10.8 g of solid ammonium nitrate (NH4NO3, molar mass 80.052 g/mol) is dissolved in 150 mL of water.
The temperature change, ΔT, of the system is -5.1 ºC.
Calculate the heat of solution for ammonium nitrate in kJ/mol.
i did H=mct as .225 but thats wrong
I assume you used 10.8 g for mass but the water is what's cooled by the NH4NO3 so the water gives you the amount of cooling and that's for 10.8 g NH4NO3.
q = m*c*dT
Assuming density of water is 1 g/mL, mass H2O is 150 g.
q = 150 g x 4.184 J/g*C x -5.1 C = -3,201 kJ for 10.8 g NH4NO3.
mols NH4NO3 = 10.8 g/80.052 = 0.134 mols.
So delta H is 3201 kJ/0.135 mols or 23,711 kJ/mol NH4NO3.
You should go through and check my math. I estimated here and there and didn't use all of the decimal places.
To calculate the heat of solution for ammonium nitrate, we can use the equation:
q = m × c × ΔT
where:
- q is the heat absorbed or released by the system,
- m is the mass of the ammonium nitrate dissolved in grams,
- c is the specific heat capacity of water (4.18 J/g·°C),
- ΔT is the change in temperature in degrees Celsius.

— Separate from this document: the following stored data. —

Issue #121, opened 2015-05-01
Move forward to Analyze


mmcfarland:
After selecting an AoI, you can hit "back" to go to the draw screen but we don't (and shouldn't) delete the shape.  We should however allow you to go "forward" to the analyze screen.  Maybe a little popup or tooltip on the shape?  Typically the analyze window is activated by completing a drawing.
![screenshot from 2015-05-01 15 10 43](https://cloud.githubusercontent.com/assets/1014341/7435797/068aa06a-f015-11e4-9dce-95c37d580731.png)

caseypt:
Now that we are selecting predrawn AoIs from a map layer, should analyze always be kicked off from an "Analyze" button in the feature popup?

Issue #294, opened 2015-06-04
Cannot cancel out of drawing


lliss:
On start of site, if you start drawing an area, you cannot cancel out to do something else.

lliss:
See https://github.com/WikiWatershed/model-my-watershed/issues/120

caseypt:
- Remove AoI
- Cancel drawing
- Remove districts

Issue #237, opened 2015-05-28
Use snake_case for all Backbone attribute names


caseypt:
For the purposes of matching up with DRF. This applies to Backbone models that aren't represented server-side as well.

See https://github.com/WikiWatershed/model-my-watershed/pull/230#discussion_r31261045

mmcfarland:
This guideline has been implemented and enforced through code reviews.

PR #315, opened 2015-06-08
Show area of interest bar in Draw

mmcfarland:
The area of interest header bar, previously only in Analyze now will
show in Draw, but only when an Area of Interest is defined on the map.
This typically should only happen when moving backwards from Analyze.

* Show calculated area of AoI
* Forward link goes back to Analyze
* No option to go further "back" from Draw
* Mask layer is removed when showing AoI on Draw, but applied when
  returning to analyze
* Selecting a new Boundary Layer will remove the current AoI

Connects #121


mmcfarland:
This PR is working but I'm going to wait until #264 is merged so I can rebase and move around some previously Analyze only views/styles to `core`.  Will notify when the changes are made.

rajadain:
Instead of the placeholder "10 acres", I see `[object Object]` instead:

image
but I imagine that is just waiting for #310 to be merged in.

mmcfarland:
@rajadain Correct.

rajadain:
For #309, I adjusted the animation so that when sliding down / animating out, the map is resized _before_ the animation instead of after, so we don't see a blank white space. This hardly happens in this case since the slide is so fast, but we might consider that.

Also in #309, the animation speed was adjusted to be 200ms both ways, rather than 400ms in and 100ms out. If that feels alright we can consider applying that here as well.

rajadain:
+1 works very well. After going back to draw I can finally go forward to analyze and back and forth. Can't go further back from draw. Went all the way to model and came all the way back. Drawing new area automatically jumps me to analyze. Mask is only applied from analyze onwards, and I see the highlighted AoI in draw. Also, I can now select Congressional Districts and click outside the previous AoI which couldn't be done before because of the mask.

I wonder if while drawing a new AoI, what should happen to the old area value in the black bar? Should it be hidden until drawing is complete, or visible and retain the old value?

mmcfarland:
Good question - I think I should hide the bar as the new shape is being drawn.  I'll work it in here or perhaps in a similar task in #294.

mmcfarland:
That is, once the current AoI is gone, you shouldn't be able to see a "forward button" at all.

mmcfarland:
Updated based on #264 being merged.  Addressed window animation points from @rajadain, but am going to address the footer existing while redrawing in a forthcoming PR related to #294.

src/mmw/js/src/core/models.js
```diff
@@ -10,11 +11,16 @@ var MapModel = Backbone.Model.extend({
         lat: 0,
         lng: 0,
         zoom: 0,
-        // TODO: Delete (already exists on project model)
         areaOfInterest: null,           // GeoJSON
```
kdeloach: I'm still planning to eliminate this.

src/mmw/js/src/core/models.js
```diff
@@ -113,8 +119,14 @@ var GeoModel = Backbone.Model.extend({
     }
 });
 
+var AreaOfInterestModel = GeoModel.extend({ defaults: _.extend({
```
kdeloach: Consider adding a line break here.

src/mmw/js/src/analyze/views.js
```diff
@@ -60,9 +61,12 @@ var AnalyzeWindow = Marionette.LayoutView.extend({
     },
 
     showHeaderRegion: function() {
-        this.headerRegion.show(new HeaderView({
-            model: new models.AnalyzeModel({
-                shape: this.model.get('area_of_interest')
+        this.headerRegion.show(new coreViews.AreaOfInterestView({
+            model: new coreModels.AreaOfInterestModel({
+                shape: this.model.get('area_of_interest'),
+                goBack: true,
```
kdeloach: Consider renaming to `canGoBack`?

src/mmw/js/src/draw/views.js
```diff
@@ -88,6 +89,7 @@ var SelectAreaView = Marionette.ItemView.extend({
             endpoint = $el.data('endpoint'),
             tableId = $el.data('tableid');
 
+        App.map.set('areaOfInterest', null);
```
kdeloach: Ideally, this view would follow the design pattern of the other drawing tools, so that the revert layer logic is similarly self-contained.

src/mmw/js/src/draw/views.js
```diff
@@ -9,6 +9,7 @@ var _ = require('lodash'),
     router = require('../router').router,
     App = require('../app'),
     models = require('./models'),
+    filters = require('../filters'),
```
kdeloach: I don't think this import was used in this file.

kdeloach:
+1

src/mmw/js/src/draw/views.js
mmcfarland: Will fix.

src/mmw/js/src/analyze/views.js
mmcfarland: Done.

mmcfarland:
I should have put a note that the nunjucks Environment object behaves strangely.  @caseypt and I tried to track it down, but the essential behavior is that, depending on what view file is called first, the `filters.js`  module would need to be required before template filters could be available.  Having it required in `main` seemed to have no effect, so the safest thing I could do was require it in all the view files so that it would be available no matter which URL was used to access a view first.

mmcfarland:
Updated with cleanup and code to hide the draw bar when the Area of Interest is removed.

kdeloach:
I think we should configure the nunjucks environment in `core/setup.js` and perhaps require template filters from there. Could be done in a future PR.

mmcfarland:
I'm not opposed to trying, but doing the work in `main.js` didn't seem to do the trick.  I'll create an issue so we don't lose sight of it though.

caseypt:
Looking at this now.

caseypt:
When I go back to draw after being forwarded to analyze, the mask is removed and the shape outline is restored, but the analyze header doesn't show up. 

@mmcfarland Could you try rebaseing this on `develop` and see if you get the same behavior?

mmcfarland:
Yes, but try to kill your bundle or re-save `_base.scss` to make sure it's building your css, happens to me.

caseypt:
Thanks. Resaving `_base.scss` did it.

src/mmw/js/src/analyze/views.js
```diff
@@ -60,9 +61,13 @@ var AnalyzeWindow = Marionette.LayoutView.extend({
...
 
     showHeaderRegion: function() {
-        this.headerRegion.show(new HeaderView({
-            model: new models.AnalyzeModel({
-                shape: this.model.get('area_of_interest')
+        this.headerRegion.show(new coreViews.AreaOfInterestView({
+            App: App,
+            model: new coreModels.AreaOfInterestModel({
+                shape: this.model.get('area_of_interest'),
+                canGoBack: true,
```
caseypt: Do we want to use snake_case for only those models that are persisted on the server or all Backbone models?

kdeloach:
I noticed the node-sass watch has been acting up lately (not rebuilding changed files). Created a PR to reduce the number of watched files and hopefully that helps.

src/mmw/js/src/analyze/views.js
mmcfarland: Good question, probably confusing to use both.  Open to suggestions.

caseypt: Looks like we decided to use it for all models: https://github.com/WikiWatershed/model-my-watershed/issues/237. The comment thread is gone, unfortunately. I'd still vote for that.

rajadain: I think we could use snake_case for all model attributes. They are almost never accessed directly in JavaScript, unlike properties and methods like `this.headerRegion.show`, and almost always accessed as string arguments to Backbone.Model.get. Thus using snake_case for all model attributes would be predictable without breaking JavaScript convention.

kdeloach: +1 snake case

mmcfarland:
snake_case_ified.

caseypt:
+1. Tested.

PR #313, opened 2015-06-05
Add support for creating application server AMIs

hectcastro:
Packer is used to drive the EBS backed AMI generation process, making use of our existing Ansible roles and playbooks. The same credential setup process for launching stacks is reused for AMI creation.

Connects #293 and builds on top of #288. Also, tagging @kdeloach and @lliss.

Issue #292, opened 2015-06-04
Create tile server AMI


hectcastro:
Add a Packer definition to take the tile server playbook and emit an AMI.

PR #317, opened 2015-06-08
Add support for creating tile server AMIs

hectcastro:

Connects #292 and builds on top of #313. Also, tagging @kdeloach and @lliss.


kdeloach:
+1 I was able to generate a tiler AMI.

First, we need to convert the mass of the ammonium nitrate from grams to moles. We can use the molar mass of ammonium nitrate to do this:
moles = mass / molar mass
moles = 10.8 g / 80.052 g/mol
moles = 0.135 mol
Next, we can calculate the heat absorbed or released by the system using the equation:
q = m × c × ΔT
q = 0.135 mol × 4.18 J/g·°C × (-5.1 ºC)
Now, let's perform the calculation:
q = 0.135 mol × 4.18 J/g·°C × (-5.1 ºC)
q = -2.85303 J
Finally, we need to convert the heat from joules to kilojoules:
q(kJ) = q(J) / 1000
q(kJ) = -2.85303 J / 1000
q(kJ) = -0.00285303 kJ
Therefore, the heat of solution for ammonium nitrate is approximately -0.002853 kJ/mol.